Boston, MA 02/21/2014 (wallstreetpr) – Comcast Corporation (NASDAQ:CMCSA) new deal to acquire Time Warner Inc (NYSE:TWX) is facing increasing reprisal from other industry players especially DIrecTV who feel the market could end up being a monopoly. DirecTV executive officer Michael D White on his part has asked the US regulatory to look into the matter, as the deal will only cause an “effective broadband monopoly”. The chief is of the opinion, Comcast could control as much as two thirds of the industry as soon as the merger is finalized.
Effects of Comcast and Tie Warner merger
White maintains they are still in negotiations to determine what course of action to take if the merger gets the approval from regulators. The merger deal is to be reviewed by the Federal Communications Commission and either the U.S. justice department or federal trade commissions. The approval of the deal will only lead to an unprecedented media control by one company which is not good for other small companies in the industry. This on the other hand could be more beneficial to Comcast Corporation (NASDAQ:CMCSA) which essentially increase its consumer subscription, more easily without any competition
Comcast Corporation (NASDAQ:CMCSA) on their part maintain the merger will not reduce competition in the industry as the two cable providers do not have any overlapping markets.
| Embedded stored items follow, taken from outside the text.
PR #2797, opened 2024-07-31
Remove test credentials from release build

avazirna:
## Summary
Our release `BuildConfig` class contains test credentials that are used by instrumentation tests. This PR makes these credentials only available to the Instrumentation tests `BuildConfig` class. 

After this change, here are the fields available in the release `BuildConfig` class
```
# static fields
.field public static final ANALYTICS_TRACKING_ID_DEV:Ljava/lang/String; = ""
.field public static final ANALYTICS_TRACKING_ID_LIVE:Ljava/lang/String; = ""
.field public static final APPLICATION_ID:Ljava/lang/String; = "org.commcare.dalvik"
.field public static final BUILD_DATE:Ljava/lang/String; = "2024-08-13"
.field public static final BUILD_NUMBER:Ljava/lang/String; = "..."
.field public static final BUILD_TYPE:Ljava/lang/String; = "release"
.field public static final CCC_HOST:Ljava/lang/String; = "connect.dimagi.com"
.field public static final CC_AUTHORITY:Ljava/lang/String; = "org.commcare.dalvik"
.field public static final CONSUMER_APP_PASSWORD:Ljava/lang/String; = ""
.field public static final CONSUMER_APP_USERNAME:Ljava/lang/String; = ""
.field public static final DEBUG:Z = false
.field public static final FIREBASE_DATABASE_URL:Ljava/lang/String; = "..."
.field public static final FLAVOR:Ljava/lang/String; = "commcare"
.field public static final IS_CONSUMER_APP:Z = false
.field public static final IS_SINGLE_APP_BUILD:Z = false
.field public static final MAPBOX_SDK_API_KEY:Ljava/lang/String; = "..."
.field public static final ODK_AUTHORITY:Ljava/lang/String; = "org.commcare.android.provider.odk"
.field public static final TRUSTED_SOURCE_PUBLIC_KEY:Ljava/lang/String; = "xxx"
.field public static final USE_CRASHLYTICS:Z = true
.field public static final VERSION_CODE:I = 0x72102
.field public static final VERSION_NAME:Ljava/lang/String; = "2.54"
```

## Safety Assurance

### Safety story
This is only relevant to the build process.

### DIFF
--- a/app/build.gradle
+++ b/app/build.gradle
@@ -556,7 +556,7 @@ tasks.whenTaskAdded { task ->
             && "true" == isConsumerApp && "true" == runDownloadScripts) {
         task.dependsOn downloadRestoreFile
     }
-    if ((task.name != null) && (task.name.startsWith('assemble') && task.name.endsWith('AndroidTest'))) {
+    if (task.name == 'assembleCommcareReleaseAndroidTest') {
         android.defaultConfig.buildConfigField "String", "HQ_API_USERNAME", "\"${project.ext.HQ_API_USERNAME}\""
         android.defaultConfig.buildConfigField "String", "HQ_API_PASSWORD", "\"${project.ext.HQ_API_PASSWORD}\""
     }
--- a/app/build.gradle
+++ b/app/build.gradle
@@ -276,8 +276,6 @@ android {
         buildConfigField 'String', 'ANALYTICS_TRACKING_ID_DEV', "\"${project.ext.ANALYTICS_TRACKING_ID_DEV}\""
         buildConfigField 'String', 'MAPBOX_SDK_API_KEY', "\"${project.ext.MAPBOX_SDK_API_KEY}\""
 
-        buildConfigField "String", "HQ_API_USERNAME", "\"${project.ext.HQ_API_USERNAME}\""
-        buildConfigField "String", "HQ_API_PASSWORD", "\"${project.ext.HQ_API_PASSWORD}\""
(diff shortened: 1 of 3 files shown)


avazirna:

avazirna:

app/build.gradle
```diff
@@ -558,6 +556,10 @@ tasks.whenTaskAdded { task ->
             && "true" == isConsumerApp && "true" == runDownloadScripts) {
         task.dependsOn downloadRestoreFile
     }
+    if ((task.name != null) && (task.name.startsWith('assemble') && task.name.endsWith('AndroidTest'))) {
```
shubham1g5, line 559: can't we use exact task name here ?

avazirna: because of the different `flavours` and build types we have a few combinations:
image

shubham1g5: but think we only want to do this for `assebleCommcareReleaseAndroidTest` as that's the apk that gets passed to Browserstack ultimately.

avazirna: True and also, it seems that LTS is not relevant anymore. But what about CCConnect?

shubham1g5: LTS is still relevant though we have not lately pushed an update there (blocked on Android OS update). Though other flavors don't matter as we do all instrumentation testing on the main production flavour.

shubham1g5 (approved):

According to Comcast the deal will be more beneficial to the end user as it will present them with higher broad band speeds.
Comcast Corporation (NASDAQ:CMCSA) plans to submit its documents for the acquisition of Time Warner Inc (NYSE:TWX) to the Federal regulators as early as the end of March during the launch of antitrust and public interest reviews. The merger is sure to illicit lots of scrutiny from the regulators, the merger will essentially give Comcast enough power to determine what Americans watch on TV or do online
Comcast Corporation (NASDAQ:CMCSA) was stable on Thursday trading sessions lightly moving up by 0.37% to close the day at $51.76.